Thanks for posting these! I like the strap idea for the fish finder - i hadn't thought about doing it that way. I have one that I want to mount somewhere but I'm not sure where yet. Do you mind me asking what type / how you installed the cupholders? I didn't really see them in the photos you posted. I think it's too late to do inset cupholders but maybe something that mounts on to the side somewhere?


----------



## bikerider (Dec 4, 2018)

ajanesz said:


> Thanks for posting these! I like the strap idea for the fish finder - i hadn't thought about doing it that way. I have one that I want to mount somewhere but I'm not sure where yet.
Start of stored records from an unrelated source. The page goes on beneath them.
PR #121, opened 2026-04-20
fix: unify reserved_until boundary semantics across CLI and validator

### LINKED ISSUE #120: [Bug] Reserved-until boundary semantics differ across CLI, validator, and state store
`reserved_until` is compared against `current_block` in at least eight places, using three different semantics for the exact-boundary case where `reserved_until == current_block`:

* [allways/cli/swap_commands/post_tx.py:52](allways/cli/swap_commands/post_tx.py#L52) treats the boundary as expired: `if reserved_until <= current_block`.
* [allways/cli/swap_commands/resume.py:110](allways/cli/swap_commands/resume.py#L110), [allways/cli/swap_commands/status.py:80](allways/cli/swap_commands/status.py#L80), and [allways/cli/swap_commands/swap.py:246](allways/cli/swap_commands/swap.py#L246) also treat the boundary as expired (active iff `reserved_until > current_block`).
* [allways/cli/swap_commands/collateral.py:151](allways/cli/swap_commands/collateral.py#L151) treats the boundary as still reserved: `if reserved_until >= current_block`.
* [allways/validator/axon_handlers.py:335](allways/validator/axon_handlers.py#L335) treats the boundary as still reserved (`reserved_until >= validator.block`), and [allways/validator/axon_handlers.py:435](allways/validator/axon_handlers.py#L435) matches (`reserved_until < validator.block` for expired).
* [allways/validator/state_store.py:134](allways/validator/state_store.py#L134) keeps the pending confirm alive at the boundary: `DELETE FROM pending_confirms WHERE reserved_until < ?`.

At `current_block == reserved_until` a caller to `alw swap post-tx` is told the reservation has expired while the validator axon still accepts the confirm and the state store keeps the pending entry around for another block. The user-visible message and the on-chain path disagree for exactly one block per swap.

Folding the predicate into a single helper and calling it everywhere eliminates the divergence:

```python
def is_reserved(reserved_until: int, current_block: int) -> bool:
    return reserved_until > current_block
```

Once introduced, every callsite listed above reduces to `is_reserved(reserved_until, current_block)` (or its negation), and the state-store SQL purge aligns with it by using `reserved_until <= ?`. That way the CLI, the validator axon, and the persisted queue all agree on when a reservation lapses.

cleanjunc:
## Summary

Closes #120 

`reserved_until` was compared against `current_block` in ten places with three different boundary rules. At `current_block == reserved_until` the CLI reported the reservation expired, while the validator axon still accepted the confirm and the state store kept the pending entry alive for another block. The user visible message and the on chain path disagreed for exactly one block per swap.

The smart contract (`smart-contracts/ink/lib.rs`) is authoritative and treats `reserved_until >= current_block` as still reserved: `reserve` blocks new reservations while that predicate holds, and `initiate_swap` accepts the confirm at exactly the boundary. The CLI's strict `>` predicate was the outlier.

## Changes

* Added `is_reserved(reserved_until, current_block)` in `allways/utils/misc.py` returning `reserved_until >= current_block`, with a docstring pinning the semantic to the contract.
* Routed every Python call site through the helper: `post_tx`, `resume`, `status`, `swap`, `collateral`, `view`, and the two reservation gates in `validator/axon_handlers.py`.
* Kept the SQL purge in `state_store.py` as `reserved_until < ?` (the direct inverse of the helper) with a comment tying it back to `is_reserved`.

## Test plan

* [x] `pytest tests/test_pending_confirm_queue.py tests/test_axon_handlers.py::TestReservationValidation`
* [x] `ruff check .`


cleanjunc:
Hi @LandynDev @anderdc
Could you please review the PR? Thanks!

PR #122, opened 2026-04-20
fix: keep pending swap state until the swap appears on chain

### LINKED ISSUE #109: CLI deletes pending swap state before a queued swap is on-chain
### Problem
`pending_swap.json` is the CLI’s only saved recovery state. But it is deleted while the swap is still only pending:
- swap now deletes it on Ctrl+C and also when polling returns None, even while saying validators may still be processing the swap 
- swap resume does the same
- swap post-tx deletes it immediately when validators only queued the confirm and no swap ID exists yet

So the CLI drops recovery state before initiation is actually visible on-chain.

### Impact
This is real local data loss in a normal flow:

- user reserves a miner
- user sends funds and submits post-tx / resume
- validators accept but queue until confirmations land
- user exits, polling times out, or post-tx returns queued
- `pending_swap.json` is deleted before the swap exists on-chain

At that point the user loses the saved context needed for alw swap resume / alw swap post-tx. 
If the swap is still pending, delayed, or needs another retry, the normal recovery path is gone.

cleanjunc:
## Summary

Fixes #109 

* The CLI cleared `~/.allways/pending_swap.json` on Ctrl+C, polling timeout, and queued post-tx responses, wiping the only local recovery context while validators were still processing the swap.
* Extracts a shared `wait_for_swap_initiation` helper so the pending state is cleared only after a swap id is observed on chain. Ctrl+C and polling timeout now preserve the file so `alw swap resume`, `alw swap post-tx`, and `alw view reservation` still work afterwards.
* Drops the premature clear in the queued branch of `alw swap post-tx`, since no swap id exists at that point and validators may still take time to reach confirmation quorum.

## Test plan
* [x] Start `alw swap now`, press Ctrl+C during the "waiting for validators" phase, confirm the state file is still present and `alw swap resume` picks it up
* [x] Let the initial poll time out without a swap id, confirm the state file is preserved
* [x] Submit `alw swap post-tx` with a queued response from validators, confirm the file survives and `alw view reservation` still shows the pending context
* [x] Complete a swap end to end, confirm the state file is cleared once the swap id appears on chain
* [x] `ruff check allways/` and `pytest tests/` pass


cleanjunc:
Hi @LandynDev @anderdc
Could you please review the PR? Thanks!

anderdc:
#109's three data-loss paths are already fixed in the test branch — `swap now` and `resume` preserve pending_swap.json on Ctrl+C and poll timeout, and post-tx's queued branch has no clear. This diff is a behavior-neutral refactor, and it collides with #138 on the same poll-helper consolidation. Closing.

PR #124, opened 2026-04-20
fix: update queued reserved_until when reservation extends

### LINKED ISSUE #111: PendingConfirm can be dropped after ReservationExtended because local reserved_until is stale
### Problem
When `SwapConfirm` is queued, the validator stores a `PendingConfirm` with a snapshot of reserved_until.
Later, validators may successfully call `vote_extend_reservation()` and the contract updates the miner’s reservation expiry on-chain. But the queued `PendingConfirm` is not updated with the new expiry.

On each forward step, the validator runs `purge_expired_pending_confirms()` before replaying queued confirms. That purge uses the stale local `reserved_until`, not the current on-chain reservation expiry. 
As a result, a queued confirm can be deleted even though the reservation was validly extended on-chain.

### Impact
A valid queued `SwapConfirm` can be lost during normal operation after `ReservationExtended`.

Real effect:
- user submits SwapConfirm
- validator queues it because confirmations are still below threshold
- validators extend the reservation on-chain
- local queue still carries the old reserved_until
- purge deletes the queued PendingConfirm at the old expiry
- that validator stops auto-processing the still-valid queued confirm

This breaks the intended purpose of reservation extension for queued confirms and needs a patch.

cleanjunc:
## Summary

Closes #111 

Queued `PendingConfirm` entries kept a stale `reserved_until` from enqueue time. Once validators extended a miner's reservation on chain, the next run of `purge_expired_pending_confirms` would drop those entries as soon as the original expiry passed, silently abandoning swaps that should have been auto initiated.

## Fix

The validator event watcher now handles the `ReservationExtended` contract event and forwards the new `reserved_until` to a small state store helper. The helper issues one atomic `UPDATE ... WHERE reserved_until < ?`, which keeps the write monotonic (a replayed older event cannot shorten a fresher value) and a no op when no row exists for the miner.

## Changes

* `allways/validator/state_store.py`: adds `update_reserved_until`, an atomic monotonic bump on the pending_confirms row.
* `allways/validator/event_watcher.py`: routes `ReservationExtended` in `apply_event`, following the same type guard pattern as the other branches.
* `tests/test_pending_confirm_queue.py`: covers the bump path, the monotonic guarantee, and the missing miner no op.
* `tests/test_event_watcher.py`: end to end test that the event updates the queued entry.

## Testing

`uv run pytest tests/test_pending_confirm_queue.py tests/test_event_watcher.py` passes 25 tests, including 4 new ones added for this change.


cleanjunc:
Hi @LandynDev @anderdc

PR #125, opened 2026-04-20
fix: keep extended-timeout swaps seeded across validator restart

### LINKED ISSUE #110: Validator restart can permanently stop tracking extended active swaps
## Problem
`SwapTracker.initialize()` only seeds active swaps whose initiated_block is within one original fulfillment-timeout window of the current block. 
It stops scanning once:
```py
if swap.initiated_block < cutoff_block:
    break
```
But the contract supports `vote_extend_timeout()` and moves `swap.timeout_block` forward for still-active `FULFILLED` swaps. 
The validator itself uses that path in normal operation when destination confirmations are still pending near timeout.

So a swap can be older than the original `initiated_block` cutoff and still legitimately remain active because its timeout_block was extended.

## Impact
- A swap is `FULFILLED` but its destination tx still lacks enough confirmations.
- Validators use `vote_extend_timeout()` to keep it alive.
- A validator restarts after the swap becomes older than one original timeout window from `initiated_block`.
- That validator no longer tracks the still-active swap at all.

cleanjunc:
## Summary

Closes #110 

Restarting a validator silently stopped it from tracking any FULFILLED swap whose timeout had been extended beyond one fulfillment window from its initiation block. SwapTracker.initialize broke out of its backward scan on the first swap with `initiated_block < current_block - fulfillment_timeout_blocks`, so swaps kept alive by `vote_extend_timeout` vanished from the active set and the validator stopped verifying them or voting on their timeout.

The cold start now calls `get_active_swaps(max_gap=None)`, walking every stored ID from the latest down to 1. Because the contract prunes terminal swaps from storage, this returns exactly the live active set regardless of how many extensions a swap has accumulated. The default `max_gap` of 50 stays intact for CLI callers that prefer a fast, possibly stale view.

The `fulfillment_timeout_blocks` constructor parameter and the matching debug log fetch in `neurons/validator.py` were only consumed by the broken cutoff, so both are removed.

## Test Plan

* `pytest tests/test_swap_tracker.py` passes 26/26
* `pytest` passes 301/301
* `test_initialize_keeps_swap_with_extended_timeout` covers a FULFILLED swap whose `initiated_block` sits far behind but whose `timeout_block` has been extended forward
* `test_initialize_requests_full_scan` locks the `max_gap=None` contract so future changes cannot reintroduce an early break


cleanjunc:
Hi @LandynDev @anderdc

anderdc:
Issue #110's described mechanism doesn't exist — SwapTracker.initialize halts on consecutive pruned swap IDs (MAX_INIT_GAP), not on a block-age cutoff. The real change here replaces that bounded cold start with an unbounded next_id-length RPC scan at every validator restart, which regresses startup as the subnet accumulates swaps. Closing.

PR #129, opened 2026-04-20
Fix reserve-proof replay and raw-extrinsic sender off-by-one

### LINKED ISSUE #128: Two proof-handling bugs on the reservation path
## 1. Reserve proof is replayable

The message the user signs only binds `from_address` and `block_anchor`, and the validator never checks `block_anchor` against its current block:

```python
# allways/validator/axon_handlers.py:282
proof_message = f'allways-reserve:{synapse.from_address}:{synapse.block_anchor}'
```

It doesn't bind `miner_hotkey`, `from_chain`, `to_chain`, or any of the amounts. So one valid proof authorizes a reservation against **any miner, in any direction, for any amount**.

**Impact.** Reserve proofs travel in plaintext and leak easily (logs, past failed attempts, malicious validators). An attacker who grabs one valid proof for victim Alice can reserve any miner in her name repeatedly. Each expiry strikes Alice's address in the contract; cooldowns double per strike (150 → 300 → 600 → …). After ~5 replays Alice is locked out for days with no way to defend.

## 2. `parse_raw_extrinsic` reads sender bytes off by one

```python
# allways/chain_providers/subtensor.py:87
sender_bytes = body[1:33]
```

A v4 signed Substrate extrinsic is `[0x84][MultiAddress variant][32-byte AccountId]…`. Reading `body[1:33]` captures the variant byte plus only 31 of the 32 AccountId bytes, so the decoded SS58 is off by one byte on every extrinsic.

**Impact.** `ss58_encode` happily encodes any 32 bytes, so the error is silent — every raw-parsed block produces a plausible-looking but wrong sender. The raw path is a fallback for pruned/archival nodes; when it runs, `verify_transaction(expected_sender=…)` false-rejects legitimate TAO swaps and the sender-binding defense from PR #68 is eroded.

Bug has been present since the initial commit; no test exercises the raw parser against a real signed extrinsic.

wmagev:
Two proof-handling bugs on the reservation / transfer-verification path.

Reserve proof was signed over `allways-reserve:{from_address}:{block_anchor}` with no check that `block_anchor` is close to the validator's current block and no binding to miner_hotkey, chain direction, or amounts. An attacker who observes one valid proof could replay it against any miner, in any direction, for any amount; each expiry strikes the victim's address with a doubling cooldown and locks them out after a few replays.

- Add RESERVE_PROOF_MAX_AGE_BLOCKS freshness check against validator.block.
- Expand the signed message to bind miner_hotkey, from_chain, to_chain, tao_amount, from_amount, to_amount, block_anchor. Tag `v2` so pre-fix proofs stop verifying.
- Move the format into a shared `build_reserve_proof_message` helper so the CLI signer and validator verifier share one source of truth.

parse_raw_extrinsic in SubtensorProvider read `body[1:33]` to extract the sender, which captured the MultiAddress variant byte plus only 31 of the 32 AccountId bytes - every raw-parsed block produced a garbage SS58. Raw-parse is the fallback path for pruned/archival nodes; when it runs, expected-sender checks false-reject legitimate TAO swaps.

- Read `body[2:34]` after asserting the MultiAddress variant is Id (0x00); reject Index/Raw/Address{20,32} which the rest of the parser does not support.

CLI and validator must be upgraded together - old CLI against new validator will receive "Invalid source address proof" on every reservation.

Fixes #128

### DIFF
--- a/allways/chain_providers/subtensor.py
+++ b/allways/chain_providers/subtensor.py
@@ -81,10 +81,11 @@ class SubtensorProvider(ChainProvider):
             if not (body[0] & 0x80):
                 return None
 
-            # Sender AccountId is at bytes 1..33
-            if len(body) < 33:
+            # Signed v4 extrinsic: [0x84][MultiAddress variant][32-byte AccountId]...
+            # Only MultiAddress::Id (0x00) is supported; reject Index/Raw/Address{20,32}.
+            if len(body) < 34 or body[1] != 0x00:
                 return None
-            sender_bytes = body[1:33]
+            sender_bytes = body[2:34]
             sender = ss58_encode(sender_bytes, ss58_format=42)
 
             # Find the transfer call: pallet_index=5, call_index in {0,3,7}
--- a/allways/cli/swap_commands/swap.py
+++ b/allways/cli/swap_commands/swap.py
@@ -29,7 +29,7 @@ from allways.cli.swap_commands.helpers import (
 from allways.commitments import read_miner_commitments
 from allways.constants import FEE_DIVISOR, NETUID_FINNEY
 from allways.contract_client import ContractError
-from allways.synapses import SwapConfirmSynapse, SwapReserveSynapse
+from allways.synapses import SwapConfirmSynapse, SwapReserveSynapse, build_reserve_proof_message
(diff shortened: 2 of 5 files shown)


anderdc:
Fix conflicts.

PR #131, opened 2026-04-20
Gate halt on remaining vote paths and fail-close scoring check

### LINKED ISSUE #130: Halt lockdown is partially bypassed
## Contract skips halt on three voting paths

`smart-contracts/ink/lib.rs` — missing `ensure_not_halted()?` in:

- `vote_extend_reservation`
- `vote_initiate`
- `vote_extend_timeout`

During a halt, validators can still start new swaps and extend existing ones.

**Fix:** add `self.ensure_not_halted()?;` at the top of each function.

## Validator halt check fails open

`allways/validator/scoring.py:44-51` returns `False` on any exception, so an RPC hiccup makes the validator behave as if the contract is live.

**Fix:** fail closed — return `True` or skip the cycle.

wmagev:
Tracks two gaps that let the swap pipeline keep voting while the contract is halted: three ink! voting paths miss ensure_not_halted(), and the validator's halt check fails open on RPC errors.

Fixes #130

### DIFF
--- a/allways/validator/scoring.py
+++ b/allways/validator/scoring.py
@@ -42,13 +42,14 @@ def score_and_reward_miners(self: Validator) -> None:
 
 
 def _contract_is_halted(self: Validator) -> bool:
-    """Best-effort halt check. RPC flakiness should not zero every miner's
-    reward, so any exception falls through to normal scoring."""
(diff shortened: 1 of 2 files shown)


anderdc:
Fix conflicts.

PR #103, opened 2017-09-04
Fix and extend project permissions tests

SquattingPenguin:


war/src/test/java/io/lumeer/remote/rest/permissions/ProjectServicePermissionsIntegrationTest.java
```diff
@@ -0,0 +1,364 @@
...
+import javax.inject.Inject;
+import javax.ws.rs.client.Client;
+import javax.ws.rs.client.ClientBuilder;
+import javax.ws.rs.client.Entity;
+import javax.ws.rs.core.GenericType;
+import javax.ws.rs.core.MediaType;
+import javax.ws.rs.core.Response;
+
+@RunWith(Arquillian.class)
+public class ProjectServicePermissionsIntegrationTest extends IntegrationTestBase {
```
livthomas: The same suggestion as in the organization tests applies here as well. You can inherit from `ServiceIntegrationTestBase` and simplify tests so you don't have to initialize and close the client.

PR #108, opened 2017-11-09
Remove _id attribute before patching data

livthomas:
Without this fix, it is not possible to update the data record in the new table perspective.


livthomas:
The build fail is not related to the changes. I will investigate it separately.

PR #114, opened 2018-01-17
Store views on the server #LMR-309

livthomas:


api/src/main/java/io/lumeer/api/dto/JsonView.java
```diff
@@ -33,9 +32,11 @@
 
    public static final String QUERY = "query";
    public static final String PERSPECTIVE = "perspective";
+   public static final String CONFIG = "config";
 
    private JsonQuery query;
    private String perspective;
+   private Object config;
```
kubedo8: Why we use `Object` here?

livthomas: Because we do not need to know the structure of this field on the back-end side since it only matters for the front-end state.

kubedo8:
Would not we want to work without **Morphia**?

api/src/main/java/io/lumeer/api/dto/JsonView.java
kubedo8: Okay. Can't happen that something comes from front-end that back-end can't save?

livthomas: It's just a JSON that will go through the back-end and will be stored by MongoDB with the same structure as it was created on the front-end.

PR #118, opened 2018-01-20
Create link services #LMR-558

kubedo8:


api/src/main/java/io/lumeer/api/dto/JsonQuery.java
```diff
@@ -111,31 +158,43 @@ public boolean equals(final Object o) {
       if (this == o) {
          return true;
       }
-      if (!(o instanceof Query)) {
+      if (!(o instanceof JsonQuery)) {
```
livthomas: `Query` interface was deliberately used here in order to be able to compare the instance with `MorphiaQuery` as well. It may not be needed anymore but I still wonder why this change?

Do you mind me asking what type / how you installed the cupholders? I didn't really see them in the photos you posted. I think it's too late to do inset cupholders but maybe something that mounts on to the side somewhere?



You're welcome . My first choice would be inset cupholders too, but since I don't have cabinets or wood seats I made do with the cheap plastic cup holders you can find at almost any auto parts store. I have a couple smaller ones, like what would hold a can of pop and two larger ones that will hold a larger thermos bottle. On the back you will see I just hooked them over the edge of the transom and then used the existing bolts going into the transom to secure them in place. I put a piece of tape over the screw heads to keep them from scaring my water bottles. I wanted a cup holder for my passenger(s) too so I had to get a little creative for the side mounted one. I did not want to drill holes in the boat so I cut a few small pieces of scrap wood I had into a mount that would basically clamp to the gunwale after being screwed together. Then I just cut the very end off the plastic cup holder, screwed it down and painted the wood silver to tie in with the boat. In hindsight I would have cut the bottom wood piece a bit shorter but oh well. The rear cupholders have held up well. I've been out on the water many times since adding them. The side one has done well so far, but time will tell if it stays that way.


----------



## ajanesz (Apr 12, 2019)

Just wanted to post an update.

Got rid of the vinyl plank floor and went to carpet. The carpet helps with reducing weight and the vinyl plank was often slippery.

See you all on the water!


----------



## bikerider (Apr 12, 2019)

Looks good. Those seats look awfully comfortable too.


----------



## skanders01 (Oct 31, 2019)

I am (besides being a little late to the conversation) extremely impressed with the creativity of the work on this boat. Being a retired mechanical engineer, I am particularly impressed with the "field" engineered from available stuff motor. Done a few things myself that generated more than one "WHY ?". 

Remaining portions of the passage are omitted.